Wednesday, November 21, 2007

Facebook, you rock dude!

See, I knew this's gonna happen. My first love finally came back to me!

What came in email today is a Facebook invitation from my inmate first love. Remember the inmate I talked about in I'm a psycho ex? He's the man dude! So after a number of friends tried then failed to get me into Facebook, here comes Inmatian's... Okay, you gotta admit a past love's Facebook invitation is a killer... I budged... I wanted to see how he was doing so badly... Who doesn't? So I registered and went through the whole nine yards... So finally, I saw a picture of him...!

Um, I don't know how that happened. But apparently he changed. I mean, he changed A LOT! He was originaly a Jamaican British guy. Now, maybe Michael Jackson's surgeon volunteered for Médecins Sans Frontières in a grade school in some small town in North U.K.? He looks white! Not only that he looks white, he looks like he eats grass! I cannot believe what a good job they have done on his face! The eyes, the lips, the face, the shape of his arm, for some reason, look exactly like somebody's I saw not long ago! That's just so strange! Do they have Famima in York too? The way he spoke the words of sweetness to me, the way he looked me in his eyes, the way he held me in his arms and tasted my lips that wanted to be kissed, that toxicating scent of a man that I was supposed to kiss him on his crotch... Aw, no, I mean kick him on his crotch...

Did another man added me instead of Inmatian? All I saw on my first love's profile were a man and some grass! Come on, that couldn't be true... How could it be possible that these two men now look so alike? There must be some problem with my eyes tonight... Seriously, it's true. You think you ran away from everything all the way to the other side of the world, then you find the exact same "thing". It's in you. It's not elsewhere.

Inmatian "sent me a flower" on Facebook and said "Good to be in contact again!" Is it? Is it really good to be in contact again? So I saw his son's profile, his baby pictures and the room of his house he's renting out for students.

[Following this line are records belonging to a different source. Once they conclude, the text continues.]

PR #5538, opened 2026-09-18
fix(mobile): drop Android elevation shadow on the connected lightbulb halo

alejandrosanchezcabana:
## Summary

Reported: on Android, when you're connected to a board (or holding a ledless wall), the lightbulb "connected" indicator — the bulb at the bottom-left of the current-climb bar / the in-drawer lightbulb — casts a visible **hexagonal** shadow instead of a soft round glow.

Root cause: `BoardControlIndicator` and `BleLightbulbButton` both draw their "connected" halo on a fully-rounded 44×44 `Pressable` (`borderRadius: size / 2`) using `elevation: 2` alongside the iOS `shadow*` props. Android's native elevation shadow on a small perfect circle renders as a low-poly hexagon instead of a smooth circle on real hardware — this is a known Android outline-shadow rendering artifact, not something tunable from the shadow radius/opacity values.

The warm amber halo itself is already carried by `backgroundColor: haloColor` on both platforms (a translucent tint of the connected color), so the native drop shadow is a pure extra depth cue that isn't needed on Android. Made it iOS-only (`elevation: Platform.OS === 'ios' ? 2 : 0`) in both places that share this exact pattern.

No BLE protocol/behavior change — style-only fix to a `StyleSheet` value. Verified with `vp run typecheck:mobile` (clean) and `vp test run --project mobile` (983 files / 11062 tests passing) and `vp check` (0 errors).

## Release Notes

- Fixed a glitchy hexagon-shaped shadow around the lit bulb icon on Android when connected to a board

## Test plan

1. On Android, connect to a board (or take a ledless wall).
2. Look at the bulb icon, bottom-left of the current-climb bar.
3. See a clean round glow — no hexagon-shaped shadow.

## Risk

Risk: 2/5 — isolated style change to two shared components, covered by existing render tests.

https://claude.ai/code/session_016qoEL9uwoBpTHbPTFswy7p

---
_Generated by [Claude Code](https://claude.ai/code/session_016qoEL9uwoBpTHbPTFswy7p)_


alejandrosanchezcabana:
The `gate` check on **iOS CI (React Native)** failed on this PR's head (`543092f`), but it's a CI infra flake, not this PR's:

The job's `setup-vp` step hit an SSL/TLS connection error reaching `registry.npmjs.org` / `viteplus.dev` while installing the Vite+ CLI, after exhausting its 4 built-in retries — unrelated to the diff (a Bluetooth/queue-control style-only change). This is confirmed as transient rather than systemic: the same commit's other jobs (`release-notes`, `commit-lint`, `i18n`) ran the identical `setup-vp` install step successfully around the same time.

I don't have permission to trigger a re-run from here (`rerun_failed_jobs` / `rerun_workflow_run` both return `403 Resource not accessible by integration`). Could someone with Actions access re-run the failed `gate` job on this PR? I'll keep watching for the result.

---

alejandrosanchezcabana:
Both addressed in 9c6f265: trimmed the two comment blocks to one line each, and added `BleLightbulbButton-elevation.test.tsx` covering the Android branch (asserts `elevation: 0`) alongside the existing iOS-pinned render test.

---

alejandrosanchezcabana:
Both addressed in 6de9228:

- Added `board-control-indicator-elevation.test.tsx`, the same iOS/Android pair for `BoardControlIndicator`.
- On the "fragile assertion" point: the test doesn't use React Native's Test Renderer — it fully mocks the `react-native` module (`vi.doMock`) with a custom `Pressable` that resolves the style array/function itself and writes `elevation` into a `data-elevation` attribute, then renders through `@testing-library/react` on jsdom. So it's not reading a real RN style prop off the DOM. To double-check it isn't vacuous, I reverted the fix locally (hardcoded `elevation: 2` in both files) and confirmed both Android tests fail (`expected '2' to be '0'`) while the iOS tests still pass, then restored the fix and confirmed all green again.

---

alejandrosanchezcabana:
Leaving `flattenStyle` duplicated for now — two call sites doesn't clear the bar for a shared test utility yet, but agreed it's worth extracting if a third test needs the same pattern.

---

packages/mobile/src/components/queue-control/__tests__/board-control-indicator-elevation.test.tsx
```diff
@@ -0,0 +1,78 @@
+// @vitest-environment jsdom
+// Regression coverage for the Android hexagon-shadow bug (see
```
marcodejongh, line 2: Lol it made you add a lot of tests for a tiny change

marcodejongh (approved):

alejandrosanchezcabana:
Fair — the automated review flagged the Android path had zero coverage on the first pass, so I closed the gap for both components rather than just one. Thanks for the approval!

---

Issue #772, opened 2025-02-25
Connection error on fresh install when behind proxy - certificate issue


simonfisher-ss:
When trying any model I get:
Error: Connection error.

I'm behind a zscaler proxy/firewall, and there is a HTTPS certificate issue. 

The uv package manager handles this situation well, by [allowing use of the system's native certificate store](https://docs.astral.sh/uv/configuration/authentication/#http-authentication) through the --native-tls command.

Could a similar function be added to llm? 

Thanks

gachikuku:
same issue herw

wallrj-cyberark:
I find that setting the `SSL_CERT_FILE` environment variable is sufficient to get `llm` to use my corporate trust store.
 * https://www.python-httpx.org/environment_variables/


On Fedora, I add the corporate root CA as follows (these are from memory and may be inaccurate):

```
trust anchor --store ~/my-corporate-root.pem
update-ca-trust
```

Which adds the corporate root to `/etc/ssl/cert.pem`.

Then I have to install llm using Python 3.12, for the reasons given here:
 * https://github.com/ansible/ansible-dev-environment/issues/343
 * https://docs.python.org/3/library/ssl.html#ssl.SSLContext.verify_flags

```
$ uv tool install llm -p 3.12
Resolved 32 packages in 726ms
Prepared 1 package in 210ms
Installed 32 packages in 336ms
 + annotated-types==0.7.0
 + anyio==4.11.0
 + certifi==2025.8.3
 + click==8.3.0
 + click-default-group==1.2.4
 + condense-json==0.1.3
 + distro==1.9.0
 + h11==0.16.0
 + httpcore==1.0.9
 + httpx==0.28.1
 + idna==3.10
 + jiter==0.11.0
 + llm==0.27.1
 + openai==1.109.1
 + pip==25.2
 + pluggy==1.6.0
 + puremagic==1.30
 + pydantic==2.11.9
 + pydantic-core==2.33.2
 + python-dateutil==2.9.0.post0
 + python-ulid==3.1.0
 + pyyaml==6.0.3
 + setuptools==80.9.0
 + six==1.17.0
 + sniffio==1.3.1
 + sqlite-fts4==1.0.3
 + sqlite-migrate==0.1b0
 + sqlite-utils==3.38
 + tabulate==0.9.0
 + tqdm==4.67.1
 + typing-extensions==4.15.0
 + typing-inspection==0.4.1
Installed 1 executable: llm
```

[...]

PR #913, opened 2025-04-11
Fix SSL Certificate Validation Behind Corporate Proxies

prateek:
This PR adds support for configuring SSL certificate handling when using LLM behind corporate proxies like Zscaler.

## Problem

As described in issue #772, users behind corporate proxies or firewalls that perform SSL inspection (like Zscaler) encounter connection errors because the HTTPS certificate validation fails.

Unlike tools like `uv` (which has a `--native-tls` option), LLM didn't have a way to configure certificate handling to work in these environments.

## Solution

This PR adds environment variables to configure SSL certificate handling:

```bash
# Use the system's native certificate store (similar to uv's --native-tls)
export LLM_SSL_CONFIG=native_tls
```

```bash
# Or specify a custom CA bundle
export LLM_CA_BUNDLE=/path/to/cert.pem
```

The configuration options include:

- `LLM_SSL_CONFIG=native_tls`: Use the system's native certificate store
- `LLM_SSL_CONFIG=no_verify`: Disable certificate verification (not recommended for production)
- `LLM_CA_BUNDLE=/path/to/cert.pem`: Use a custom CA bundle file

## Implementation Details

- Added a helper function `_configure_ssl_client` that reads environment variables for SSL configuration
- Added validation for SSL configuration values with helpful warning messages
- Added certificate file existence checking to prevent silent failures
- Integrated the helper function with the `get_client` method
- Added comprehensive tests for all scenarios and configurations
- Added detailed documentation in the docs

### DIFF
--- a/llm/default_plugins/openai_models.py
+++ b/llm/default_plugins/openai_models.py
@@ -12,6 +12,7 @@ from enum import Enum
 import httpx
 import openai
 import os
+import warnings
 
 from pydantic import field_validator, Field
 
@@ -535,8 +536,16 @@ class _Shared:
             kwargs["api_key"] = "DUMMY_KEY"
         if self.headers:
             kwargs["default_headers"] = self.headers
+
+        # Configure SSL certificate handling from environment variables
+        ssl_client = _configure_ssl_client(self.model_id)
+
+        if ssl_client:
+            kwargs["http_client"] = ssl_client
+
         if os.environ.get("LLM_OPENAI_SHOW_RESPONSES"):
-            kwargs["http_client"] = logging_client()
+            if "http_client" not in kwargs:
+                kwargs["http_client"] = logging_client()
         if async_:
             return openai.AsyncOpenAI(**kwargs)
         else:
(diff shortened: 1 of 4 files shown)


llm/default_plugins/openai_models.py
```diff
@@ -798,3 +807,54 @@ def redact_data(input_dict):
         for item in input_dict:
             redact_data(item)
     return input_dict
+
+
+def _configure_ssl_client(model_id):
```
akx, line 812: This function doesn't seem to be using the `model_id` argument for anything...

llm/default_plugins/openai_models.py
```diff
@@ -535,8 +536,16 @@ def get_client(self, key, *, async_=False):
...
+        # Configure SSL certificate handling from environment variables
+        ssl_client = _configure_ssl_client(self.model_id)
+
+        if ssl_client:
+            kwargs["http_client"] = ssl_client
+
         if os.environ.get("LLM_OPENAI_SHOW_RESPONSES"):
-            kwargs["http_client"] = logging_client()
+            if "http_client" not in kwargs:
+                kwargs["http_client"] = logging_client()
```
akx, line 548: Doesn't this mean that `LLM_OPENAI_SHOW_RESPONSES` won't work if a custom SSL configuration is in use?

llm/default_plugins/openai_models.py
```diff
@@ -798,3 +807,54 @@ def redact_data(input_dict):
...
+    if ssl_config and ssl_config not in valid_ssl_configs:
+        warnings.warn(
+            f"Invalid ssl_config value: {ssl_config}. Valid values are: {', '.join(valid_ssl_configs)}"
+        )
+        return None
+
+    try:
+        if ssl_config == "native_tls":
+            # Use the system's native certificate store
+            return DefaultHttpxClient(transport=httpx.HTTPTransport(verify=True))
```
bissonex, line 842: I think this will not work. Have a look at https://github.com/encode/httpx/discussions/2490

simonfisher-ss:
Is there an update with this? It doesn't seem clear if the original PR works to enable native TLS...

bissonex:
> Is there an update with this? It doesn't seem clear if the original PR works to enable native TLS...

This draft is working for me: https://github.com/simonw/llm/pull/979 with the only caveat that it needs Python 3.10

prateek:
Sorry, I got caught up in something and didn't circle back. My DAYJOB finally got back to me about ZScaler - they're updating the Root CA in the next ~2w so I won't need this in a few days. 

Going to close it, lets use @bissonex's version if still relevant.

PR #927, opened 2025-04-16
Mention llm-fragments-doc plugin

mbode:
I was really enjoying the new fragments functionality and thought it would be useful being able to work directly with files like pdf, docx, xlsx etc. I built a small prototype using [docling](https://github.com/docling-project/docling) and wanted to politely ask if you'd like to have it mentioned here. Of course, the functionality is rather basic and could be easily integrated into llm itself, but the dependency is somewhat non-light-weight. I'm also open to any suggestions for the plugin.

In any case, thank you very much for all your work!


simonw:
This plugin is great! Would you be OK renaming the fragment to `docling:` just to avoid any confusion between `doc:` and the `docs:` one from https://github.com/simonw/llm-docs?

Those things about his life he told that 22-year-old girl every night after work in her dorm room suddenly all came back from the drawer of the forgotten passion like a group of pigeons flying off the street when a car came... Wow... This is heavy... I was about to graduate from grad school that time. What happened to me? Oh okay I remember now. That shit. I bet if I look into his eyes right now, he'd still be just as fearless as when he cheated. We all have our own ways to not exactly forgive ourselves but actually deny our wrong doing. And if they know it's safe 10 years later when they see you work, you write, you move away, you see other people and know you probably don't care about them anymore, they send a fucking Facebook invite to you, that young woman they almost killed just because their dicks were itchy.

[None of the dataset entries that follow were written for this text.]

PR #929, opened 2025-04-17
Add llm-fragments-pypi to plugin directory

samueldg:
As the name suggests, this plugin gets PyPI packages as fragments.
Namely the project metadata and description.

See README for more usage examples:
https://github.com/samueldg/llm-fragments-pypi?tab=readme-ov-file#usage


simonw:
This is a really neat plugin, thanks!

Issue #356, opened 2023-11-26
minor quirks in chat w/ new readline functionality


roblg:
Saw the `readline` addition this week and wanted to check it out. Can confirm that things like arrow keys, alt+delete (on macOS) now work (yay!). But there are some weird interactions between (I think) `readline` and `click` prompts.

Quirks:

* When using 'alt+delete' to delete the last word on a line, the space character of the prompt is also deleted.
  <img width="451" alt="image" src="https://github.com/simonw/llm/assets/777138/da27daac-8df1-47a4-8d6c-74211f9e1846">

* Accessing history with `Ctrl+r` is allowed and functional, but breaking out w/ `Ctrl+c` causes `click` prompt to abort. Exiting with `Esc` deletes the line including the `click` prompt.
  <img width="461" alt="image" src="https://github.com/simonw/llm/assets/777138/8d4d8c00-f28b-42c1-8924-5a1ec4b569c8">

I almost didn't file these because they're so, so nitty, but the `readline` change is fresh so I thought it would be better to do it now than later. 😃 

Also, thanks for the tool and the extensive docs and blogs -- it's been really helpful, and a lot of fun. 🙇‍♂️

yorickvP:
Should be fixed by https://github.com/pallets/click/pull/2969

PR #940, opened 2025-04-20
Use click.visible_prompt_func directly instead of prompt() to fix edi…

### LINKED ISSUE #582: Problem with overwriting in "llm chat" line wrapping
In a "llm chat" prompt (single-line input), whenever I reach the last column of the line, the cursor overwrites a single character and starts confusing where the line begins.

In this example, I show the problem by slowly typing "test" at the end of the line and then typing C-u to go back to the beginning of the line. The "e" in test at the end of the line is gone and then the space between the ">" prompt and where I am typing is gone.

llm

yorickvP:
click.prompt() was manually printing the prompt characters, confusing readline. This was noticable when using ctrl+backspace or when wrapping a line.

Fixes:
- #582 

Partially:
- #356

### DIFF
--- a/llm/cli.py
+++ b/llm/cli.py
@@ -909,7 +909,11 @@ def chat(
     accumulated = []
     end_token = "!end"
     while True:
-        prompt = click.prompt("", prompt_suffix="> " if not in_multi else "")
+        prompt = ""
+        while prompt == "" or prompt.isspace():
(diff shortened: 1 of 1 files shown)


yorickvP:
PR'd upstream instead. https://github.com/pallets/click/pull/2969

PR #954, opened 2025-04-25
Add PDF fragment loader plugin to directory

agustif:
Hi! After making this feature for my other arxiv plugin i thought it could be useful for generic PDF's too! so i made

 **[llm-plugin-pdf](https://github.com/agustif/llm-plugin-pdf)** provides a `-f pdf:` loader that can load local or remote PDF files as fragments.

A little wrapper around pyMuPDF that will try to parse a PDF text and images into markdown to provide a PDF's files contents as a fragment

this should use way less tokens than feeding a full PDF to a model directly, most papers are actually built from source so they have great support that doesn't rely on clunky OCR (i explored using grobid for other uses, but requires a server which made it a nono for this, pyMuPDF worked well on my tests and i was able to also parse the pdf.images into base64 encoded data so it's all passed as fragments to the model, not only text)


simonw:
This plugin can now be upgraded to pass those images as attachments, not as base64 encoded strings:
- #972

PR #955, opened 2025-04-25
Adds arxiv plugin to the plugins directory in docs

agustif:
I made https://github.com/agustif/llm-arxiv to make it easy to load arxiv papers as fragments,it takes either a full url or just arXiv id like `-f arxiv:2504.17544v1`


agustif:
fixed conflicts would love to get this merged @simonw

PR #957, opened 2025-04-25
Update doc for extra-openai-models.yaml, include mandatory model_name

rahimnathwani:
The documentation doesn't work as-is: if you create a file without model_name, then no calls to llm will work.


simonw:
Thanks for catching this.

And because most women will die with no laid, they stay with their husbands like that so there's another happy couple with some happy family pictures on Facebook.

5 comments:

frank said...

"like a group of pigeons flying off the street when a car came"

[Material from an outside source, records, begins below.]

PR #965, opened 2025-04-29
Add gpt-4.1 model family to default models

abizer:
hopefully this was done correctly

```bash
.venv > llm -m gpt-4.1-mini "hello world"
Hello! How can I assist you today?
```

### DIFF
--- a/docs/changelog.md
+++ b/docs/changelog.md
@@ -1,5 +1,9 @@
 # Changelog
 
+(v0_25_1)=
+## 0.25.1 (2025-04-29)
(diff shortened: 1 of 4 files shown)


simonw:
I was going to leave this to the new [llm-openai](https://github.com/simonw/llm-openai-plugin) plugin but actually I think adding it to core as well makes more sense, at least until I entirely remove OpenAI models from core in favor of that plugin.

simonw:
That test failure is a frustrating intermittent GitHub error, nothing to do with this change.

PR #970, opened 2025-05-03
Honor default model options when using aliases

### LINKED ISSUE #968: Models accessed via an alias do not load their default options
```bash
llm models options 
```
```
mlx-community/Qwen3-8B-4bit:
  unlimited: 1
  max_tokens: 32768
```
But when I run a prompt and then `llm logs -c --json` I get this:
```json
    "options_json": {},
```
That could be a bug, but I think it means we are not correctly recording any default options in the SQLite logs.

david-jarman:
When getting the default options for a model, the resolved model_id was not being used if the user invoked the cli using an alias, like `llm -m <alias> "..."`.

Fixes #968

### DIFF
--- a/llm/cli.py
+++ b/llm/cli.py
@@ -667,7 +667,7 @@ def prompt(
             raise click.ClickException(render_errors(ex.errors()))
 
     # Add on any default model options
-    default_options = get_model_options(model_id)
+    default_options = get_model_options(model.model_id)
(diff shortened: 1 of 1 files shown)


simonw:
Thanks for this! I fixed it in this commit, should have looked at the PRs first: 16770611ca280536062b64849c41cfc673cf8fca

PR #1316, opened 2025-12-10
fix: register fragment source in chat command

grota:
There is a difference between `llm prompt` and `llm chat` in dealing with the fragments' source. More specifically the `chat` command does not register the source (e.g. when running something like `llm chat -f http://some.url`). This PR fixes it.


simonw:
Thanks for this. I had to remind myself how fragments work - `Fragment` is a subclass of `str` - and you're right, this fix ensures the source on the fragment is correctly persisted.

simonw:
I tested this by running a `llm chat -f URL` once with the PR applied and once without.

CleanShot 2025-12-11 at 13 53 17@2x

As you can see in the screenshot of the table, `source` was populated correctly for the one run with this patch applied.

PR #1327, opened 2025-12-20
Fix --xl and --extract options being ignored when using templates

### LINKED ISSUE #1296: `--xl` option does not work with templates
The `--xl` flag should extract the last fenced code block in the LLM response, and it does this successfully when used with an arbitrary prompt. It does not, however, work when used with a prompt template.

# Reproduction

``` bash
llm "Create an SVG of a pelican riding a bicycle." --save pelican
llm --template pelican --xl
```

The option flag should cause the SVG code block to be extracted from the markdown response, but instead the entire response is printed, and the option flag is ignored.

gh-sandeep:
## Summary

Fixes #1296

The `--xl` (`--extract-last`) and `-x` (`--extract`) command-line options were being completely overwritten when loading a template, instead of being combined with the template's settings. This meant that running:

```bash
llm --template my_template --xl
```

Would ignore the `--xl` flag if the template didn't have `extract_last: true` set.

## The Bug

In `cli.py`, when a template is loaded, the code was:

```python
extract = template_obj.extract
extract_last = template_obj.extract_last
```

This overwrites any CLI flags the user passed.

## The Fix

Changed to use `or` to combine CLI flags with template settings:

```python
extract = extract or template_obj.extract
extract_last = extract_last or template_obj.extract_last
```

Now the user can use `--xl` or `-x` with any template, regardless of whether the template has those options configured.

## Testing

- All 470 existing tests pass
- Verified linting (ruff) and formatting (black) pass

## Reproduction

Before this fix:
```bash
llm "Create an SVG of a pelican riding a bicycle." --save pelican
llm --template pelican --xl
# Returns full markdown response, ignoring --xl
```

After this fix:
```bash
llm --template pelican --xl
# Correctly extracts last fenced code block
```

### DIFF
--- a/llm/cli.py
+++ b/llm/cli.py
@@ -678,8 +678,8 @@ def prompt(
             template_obj = load_template(template)
         except LoadTemplateError as ex:
             raise click.ClickException(str(ex))
-        extract = template_obj.extract
-        extract_last = template_obj.extract_last
+        extract = extract or template_obj.extract
+        extract_last = extract_last or template_obj.extract_last
         # Combine with template fragments/system_fragments
         if template_obj.fragments:
             fragments = [*template_obj.fragments, *fragments]


gh-sandeep:
@simonw ++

I like that visual/description!

PS You are kind to link me. Kind and brave.

Downtown Chick said...

That's what I see on the Fifth Street cross Broadway everyday...

Our unresolved shit, is the resting pigeons hanging out on the trench inbetween cars coming...

PS I think you are kinder to actually comment...

frank said...

PS Well, I like your blog and this is a good way of showing it, yes?

Downtown Chick said...

I hate you Frank.
;-)

frank said...

That makes two of us. And by two of us I mean you.